All very clever and we felt that we understood what was happening to the glaciers. But in truth we understood very little, we were measuring what was happening and predicting future behaviour based on past experience. To extrapolate this to say that we understood global warming because we could measure its effects would have been a gross overstatement. In order to understand global warming we need to study a myriad of climatological data, we need to track and understand changes in the composition of the atmosphere etc. etc. and understand how and why these affect climate – and that is before we start to separate out what is natural and what is caused by man. It is only when we understand the drivers of climate change that we really start to understand what is happening to the glaciers.

So what has this got to do with understanding our consumers?

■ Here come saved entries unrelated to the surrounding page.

PR #1045, opened 2026-08-24
Add general .NET vectorization skill

### LINKED ISSUE #894: [skills-eval] dotnet-experimental: 3 skills, 47% pass — 1 to strengthen, 2 keep
## Context — cross-family skill evaluation: `dotnet-experimental`

This issue is **self-contained**: it captures everything a skill author needs to act on the `dotnet-experimental` plugin without opening the full report.

**What this measures.** Every runnable skill in `dotnet/skills` was run through [Vally](https://github.com/microsoft/evaluate) (0.7) on a **cross-family matrix**: 5 executor model families — `opus-4.8`, `gpt-5.5`, `sonnet-4.6`, `haiku-4.5`, `mai-flash` — each judged by a **different family** (judge ≠ executor; default judge = latest Opus, or GPT when Opus is the executor). For every skill, a **skilled** run is compared against a **baseline** (no-skill) run and scored per executor. This removes single-model and self-judging bias, so a skill that only helps one model family — or only its own family's judge — is visible.

- **Data source:** cross-family CI grid (run `29228914412` + backfills) — 5 executors × 85 runnable skills, **419 scored cells** over 84 skills.
- **Row grain:** one row per **skill**, aggregated across its (up to 5) executor cells. `avgN` is the mean trial count behind the cells (trials 1–17; higher = more statistically trustworthy). `thin-N` flags directional-only rows.

### `dotnet-experimental` at a glance (portfolio scorecard)

| Plugin | Skills | Cells | Pass | Impact | Tie-trials | Err | avg ΔTok | avg ΔTurns | avg ΔTools | Headline |
| --- | ---: | ---: | ---: | ---: | ---: | ---: | ---: | ---: | ---: | --- |
| **dotnet-experimental** | 3 | 15 | 47% | 0.474 | 7 | 0 | +17,562 | +0.56 | +0.53 | Healthy; keep-polish |

**Insights.** 3 skill(s); mean impact **0.47**; 3/3 help ≥1 frontier model. Exemplars (win incl. frontier): `exp-test-maintainability`. 

**Address first:** nothing critical — polish the `STRENGTHEN` rows below.

### How to read the table

Each skill is scored **skilled vs. baseline** on these axes:

| Signal | Column | What it means | Good |
| --- | --- | --- | --- |
| Breadth | `Families ✓` (n/5) | How many of the **5 model families** the skill helps (per-family pass count, max `5/5`) | 4–5 / 5 |
| Where | `Passed on` | *Which* families passed. **Frontier = latest Opus + latest GPT** are **bold**; Sonnet 4.6 / Haiku 4.5 / MAI Flash are mid/low-weight | frontier ✓ |
| Magnitude | `Impact` (−1…+1) | How strongly the judge prefers *skilled* over *baseline* | ≥ 0.4 |
| Decisiveness | `Ties▵` | Trials where the judge saw **no difference** → skill is *inert* | low |
| Safety | `Loss▵` | Trials where **skilled was WORSE** than baseline → skill misfires | ~0 |
| Reliability | `Err` | Trials that errored/crashed in setup or judging | 0 |
| Efficiency | `ΔTok` / `ΔTurns` / `ΔTools` | Extra tokens / agent turns / tool calls vs baseline | ≤ 0 |
| Confidence | `avgN` | Mean trials behind the verdict; low N = directional only | ≥ 3 |
| Invocation | `Call%` | Share of skilled trials where the model actually **invoked the skill** | ~100% |

> **`Families ✓` is cell-level (max `5/5`); `Ties▵`/`Loss▵` are trial-level tallies summed across *all* families** (including the ones where the skill failed). A high `Families ✓` next to non-zero `Loss▵` is not a contradiction — see `Passed on` and the Action text for where losses landed.

**Action buckets** (each skill has one primary action; `[flags]` note secondary concerns):

| Bucket | Priority | Meaning |
| --- | --- | --- |
| FIX-RELIABILITY | 🔴 P0 | Errored trials / no verdict — stabilize the harness before trusting the score |
| FIX-DISCOVERY | 🔴 P0 | Model doesn't invoke it (`Call% < 50%`) — a triggering/description problem |
| FIX-REGRESSION | 🔴 P0 | Skilled is worse than baseline on many trials — the skill misfires |
| ADD-DECISIVENESS | 🟠 P1 | Called ~100% but ties dominate, ~0 impact — inert; needs sharper behavioral steps |
| TRIM-COST | 🟠 P1 | Passes but with heavy token/turn overhead — trim verbosity |
| EXEMPLAR | 🟢 keep | Broad, strong, reliable win — use as a template |
| EFFICIENT-WIN | 🟢 protect | Wins *and* cuts turns/tools — the ideal shape |
| KEEP-POLISH | 🟢 | Solid majority win; minor polish + more trials |
| STRENGTHEN | 🟡 P2 | Marginal/mixed lift — sharpen triggers & success criteria |

### Per-skill actions

| Skill | Families ✓ | Passed on (frontier **bold**) | Impact | Ties▵ | Loss▵ | Err | avgN | Call% | ΔTok | ΔTurns | ΔTools | Action |
| --- | --- | --- | --- | --- | --- | --- | --- | --- | --- | --- | --- | --- |
| `exp-simd-vectorization` | 3/5 | **GPT**, Haiku, MAI | 0.57 | 1 | 2 | 0 | 3.8 | 100% | +36,894 | +1.27 | +1.33 | **KEEP-POLISH** · 🟢 **Solid majority win** on **GPT**, Haiku, MAI. Losses/ties are concentrated in the **non-passing** cells (Opus, Sonnet), not the 3 passing ones — the passes are clean. To firm up: (1) raise trials on Opus, Sonnet; (2) investigate why a frontier model (Opus) didn't pass — that's the highest-value gap; (3) minor wording polish only. *([frontier-miss], [frontier-regressed])* |
| `exp-test-maintainability` | 2/5 | **Opus**, Haiku | 0.51 | 1 | 2 | 0 | 4 | 100% | +7,893 | +0 | -0.25 | **EFFICIENT-WIN** · ✅ **Better *and* cheaper.** Wins on **Opus**, Haiku while saving 0.25 tools. What's good: it adds value without bloat — the ideal shape. Protect the brevity; don't let it grow. ⚠️ Frontier miss on GPT — worth a look. *([frontier-miss], [efficient])* |
| `exp-mock-usage-analysis` | 2/5 | **GPT**, Haiku | 0.34 | 5 | 2 | 0 | 6 | 100% | +7,899 | +0.4 | +0.5 | **STRENGTHEN** · 🟡 **Marginal/mixed** (passes 2/5 — **GPT**, Haiku). Diagnosis: mostly *ties* — too generic/non-prescriptive. Try: (1) sharpen the trigger so it fires only where it wins; (2) add 1–2 opinionated, concrete steps that change behaviour; (3) add trials to separate signal from noise. *([frontier-miss])* |

---

<sub>Generated from the cross-family Call-to-Action report (`CALL-TO-ACTION.md` §4–§5; companion `IMPACT-ANALYSIS.md`). Regenerate the underlying tables with `node deep-metrics.mjs "$env:TEMP\cf-ci" agg-ci` → `node gen-cta-tables.mjs agg-ci`. Numbers are directional where `avgN` is low; treat single-trial cells as hypotheses to confirm with more runs.</sub>

tannergooding:
Replaces #1044, recreated from a branch hosted directly in `dotnet/skills` so the full CI workflow can run.

Ports dotnet/runtime's vectorization guidance into the general `dotnet-advanced` plugin and retires the experimental SIMD skill.

The port keeps portable API selection, safe span loads and stores, self-contained width dispatch, vectorized remainder handling, fallback validation, and measured wider-width decisions aligned with the official .NET guidance. It also adds ten stimuli covering review, authoring, framework reuse, portability, memory safety, and routing boundaries.

Targeted local model runs exposed several places where concise guidance was not enough:

- Claude Opus 5 produced the intended safe span and vector-tail shape, while GPT-5.5 initially used `LoadUnsafe`/`StoreUnsafe` with a scalar epilogue. Adding the small safe inner-loop template changed the GPT-5.5 result to `Vector128.Create`/`CopyTo` with a preloaded overlapping vector tail.
- Claude Opus 5, GPT-5.5, Gemini 3.1 Pro, and MAI Code 1.1 Flash initially used the naive `Vector256 && Length >= Count` followed by `Vector128 && Length >= Count` cascade. The skill now explicitly defers to the official comprehensive templates and requires each widest-first hardware block to select its vector helper or dedicated small-input helper and return. Gemini and MAI reruns then produced that self-contained dispatch shape.
- Claude Opus 5, GPT-5.5, and MAI migrated the broken `SumValues` fixture from managed-reference loading to safe span creation with a masked vector tail. Gemini retained `MemoryMarshal.GetReference`/`LoadUnsafe` despite marking its own result as passing, which motivated deterministic graders for safe loading and fallback guards rather than relying only on a judge rubric.
- Review probes also showed that some initial rubrics would have rewarded repairing handwritten SIMD when an existing accelerated span operation was the better answer. Those rubrics now prefer framework reuse first and grade an explicit-loop repair only when it remains necessary.

These were targeted local stimulus runs rather than the official Vally comparison; the PR evaluation remains the source of truth for measured baseline delta.

Closes #894.

> [!NOTE]
> This pull request description was drafted with GitHub Copilot.


AbhitejJohn:
Thanks a bunch for the thorough skill and eval coverage here. I reviewed the skill, fixtures, and eval design across Claude, GPT, and Gemini. The SIMD guidance is strong overall. I found three areas worth adjusting:

1. **Managed-reference rule and `LastMatch` fixture**

   `SKILL.md` currently says not to create a managed reference past the end of an object, and the `LastMatch` rubric treats its one-past-end reference as inherently unsafe.

   ECMA-335 permits a managed reference to the address where an element just past the end of an array would be stored, provided it isn't dereferenced. The .NET runtime addendum states this directly:

   > "Managed pointers which point at the address just past the end of an object, or the address where an element just past the end of an array would be stored, are permitted but not dereferenceable."

   Sources: [ECMA-335 II.14.4.2](https://github.com/stakx/ecma-335/blob/master/docs/ii.14.4.2-managed-pointers.md) and the [runtime specification addendum](https://github.com/dotnet/runtime/blob/main/docs/design/specs/Ecma-335-Augments.md).

   Since `LastMatch` accepts an arbitrary `ReadOnlySpan<int>`, span-end and array-end aren't always the same address. Could we avoid depending on that distinction and make the fixture demonstrate the unambiguous defect: subtracting from element zero and creating a managed reference before the start of the span? The rubric could then ask the agent to identify that final subtraction and recommend subtracting only when another element remains.

2. **The evals sometimes verify an exact implementation instead of the required behavior**

   Several hard graders require or reject specific source tokens:

   - `ConditionalSelect` requires one tail strategy for `SumValues`.
   - `ToZeroSmall` requires a private helper to have one exact name.
   - Checks for `Vector128.Create` and `CopyTo` reject other correct load/store forms.
   - Negative checks for `LoadUnsafe`, `MemoryMarshal`, `System.Runtime.Intrinsics.X86`, and `Vector256` can reject valid, bounds-safe implementations. They can also match comments rather than executable code.

   For example, a solution can vectorize every full block and use a correct scalar epilogue without using `ConditionalSelect`. It would satisfy the prompt's requirement to retain SIMD, pass the boundary and overflow tests, and still fail the token grader. Similarly, renaming `ToZeroSmall` to `HandleSmallInput` would fail without changing behavior.

   This also conflicts with the repo's eval-authoring guidance in `.agents/skills/create-skill-test/SKILL.md`:

   > "Test outcomes, not methods"  
   > "Accept any valid approach."

   The existing `run-command` graders already provide stronger evidence. They execute exact-width, nonmultiple, empty, large, hardware-disabled, and AVX2-disabled paths. Could we remove the technique and private-name checks, then use the prompt rubric for the remaining outcomes: bounds safety, scalar equivalence, portable fallback, no double processing, and retained SIMD for full-vector inputs?

   I'd also combine conditional rubric pairs such as "prefer an existing span API" and "if retaining explicit SIMD..." into one independently evaluable item that accepts either valid result.

3. **Make the framework-first rule decisive**

   In the Product scenario, a skilled trajectory selected custom SIMD while another trajectory used `TensorPrimitives`. The skill already recommends high-level APIs, but the current wording still leaves room to continue into handwritten vector code after a matching framework operation is found.

   Could we make that rule explicit: use the highest-level API that preserves the contract, then stop? For explicit SIMD, it would also help to require the response to name the framework APIs considered and explain why none preserves the required behavior. Wider `Vector256<T>`, `Vector512<T>`, or `Vector<T>` paths should remain measurement-driven.

After these skill and eval changes, a fresh official evaluation would give useful evidence for activation and behavior on the revised content.

tannergooding:
> Managed-reference rule and LastMatch fixture

This is an area where even if the edge is technically allowed, it remains an inherently unsafe and dangerous operation that leads to a large number of bugs and potential security issues, especially where lesser LLMs infer it to be extendable to other cases or make mistakes.

Our official guidance, especially with the work around `unsafe evolution` and reducing the use of unnecessary unsafe is that it should essentially never be done and so having the skill reject it is ultimately better.

> For example, a solution can vectorize every full block and use a correct scalar epilogue without using ConditionalSelect. It would satisfy the prompt's requirement to retain SIMD, pass the boundary and overflow tests, and still fail the token grader. Similarly, renaming ToZeroSmall to HandleSmallInput would fail without changing behavior.

The `ToZeroSmall` is a case where it should probably be relaxed.

The "scalar epilogue" would be a failure of the skill to correctly vectorize the method (i.e. is invalid). Leaving scalar epilogues is essentially never required and is something that a skill that is explicitly meant to vectorize the code should not be leaving behind.

I'll look at doing cleanup for other cases mentioned as appropriate.

tannergooding:
Did some cleanup.

The main thing worth pointing out is that the requirements for `Create` (over Load), `CopyTo` (over Store), and the vectorized tails are a matter of safety and overall correctness. This is a known area where models try to do the "wrong thing" because they have wrong historical assumptions (and is something that Gemini and other models were consistently getting wrong without the guidance).

Even where these things are "technically equivalent", it is explicitly unnecessary risk and complexity that we want to push models away from for such an advanced skill. The simpler safe thing is the correct thing and what we want to push as the idiomatic way to handle it, how we want existing code fixed up to be as well to reduce the known risk and bugs that occur.

AbhitejJohn (approved):
Thanks for the detailed responses and updates. Taking your comment as the authoritative design intent, I agree that the skill can prohibit one-past-end managed references as a conservative policy, even though the runtime permits them when they are not dereferenced.

I think the current text still differs from that intent. `SKILL.md` says a collection can leave the reference untracked, and the `LastMatch` rubric requires that explanation. Would you be open to stating this as an intentional safety policy - permitted by the runtime, but prohibited by this guidance because it is fragile and easy to misuse - without attributing it to lost GC tracking?

On the eval checks, I agree that `Vector128.IsHardwareAccelerated`, `Vector128.Create(span)`, `CopyTo(span)`, and the prohibition on unmeasured wider paths enforce requirements that the skill states explicitly. In particular, the disabled-intrinsics test proves equivalent results, but it cannot prove that the scalar branch ran because `Vector128` operations have a correct software fallback. Keeping the `Vector128.IsHardwareAccelerated` check makes sense.

My remaining eval question is specifically about requiring the literal `ConditionalSelect` token. A tail can remain fully vectorized and avoid duplicate work by masking the overlapping vector with bitwise operations. Conceptually:

```csharp
Vector128<int> tail = Vector128.Create(finalFullSpan);
Vector128<int> mask = CreateMaskForUnprocessedLanes(overlap);
sum += tail & mask;
```

Here, lanes already processed by the main loop are zero in `mask`, and lanes that belong to the remainder are all bits set. This is equivalent for the reduction to `ConditionalSelect(mask, tail, Vector128<int>.Zero)`. It has no scalar epilogue and does not count overlapping lanes twice.

Would it make sense for the rubric to accept either `ConditionalSelect` or an equivalent vector masking operation, while the existing nonmultiple-length execution cases verify that no lanes are duplicated?

I also read the latest official result as `0 improved, 2 not proven improved`. That does not prove a correctness regression, but it also does not establish an improvement at this head.

tannergooding:
> I think the current text still differs from that intent. SKILL.md says a collection can leave the reference untracked, and the LastMatch rubric requires that explanation. Would you be open to stating this as an intentional safety policy - permitted by the runtime, but prohibited by this guidance because it is fragile and easy to misuse - without attributing it to lost GC tracking

Have a fix for that up now.

> My remaining eval question is specifically about requiring the literal ConditionalSelect token. A tail can remain fully vectorized and avoid duplicate work by masking the overlapping vector with bitwise operations. Conceptually:

The conceptual simplification can actually be worse for codegen, quality, and extensibility. We explicitly recognize and optimize the `ConditionalSelect` pattern and emit just `mask & x` if that's allowed and otherwise the general pattern is the one that gets broader and more general lightup for things like embedded masking. We sometimes recognize a bitwise-and as well, but it doesn't have all the same general handling involved and can get morphed in a way that breaks the pattern too. -- Something we'll continue improving over time, but where its a lot simple to push agents down the "golden path".

AbhitejJohn (approved):

AbhitejJohn:
Thanks for the fixes tanner, LGTM. Tagging @artl93 for any additional thoughts. Otherwise, looks good to go.

artl93:
@AbhitejJohn - If your referring to expertise on vectorization, I cannot comment. I rely on Tanner.

AbhitejJohn:
@artl93 : Sounds good, merging this in then :) Thanks for the addition Tanner, looking forward to more.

We spend considerable time and budget monitoring, measuring and predicting trends in our markets. We can be quite sophisticated in our predictions of how markets are moving and how we, as brand owners, need to respond to these trends. But we are measuring the glaciers. Trends are simply the manifestation of changes in our consumers’ wants and desires – their emotional requirements of our products. If we really want to understand the trends we need to understand our consumers’ emotional requirements and how these are changing.

Yes it is harder to understand consumers’ emotional requirements than it is to measure their behaviour, but luckily it is not as complicated as climate change. It can be done – we are doing it for clients all the time. It is when you understand your consumers’ emotional requirements of your products, how and why your products deliver to those requirements and how and why those emotional requirements are evolving that you start to understand the trends in your market.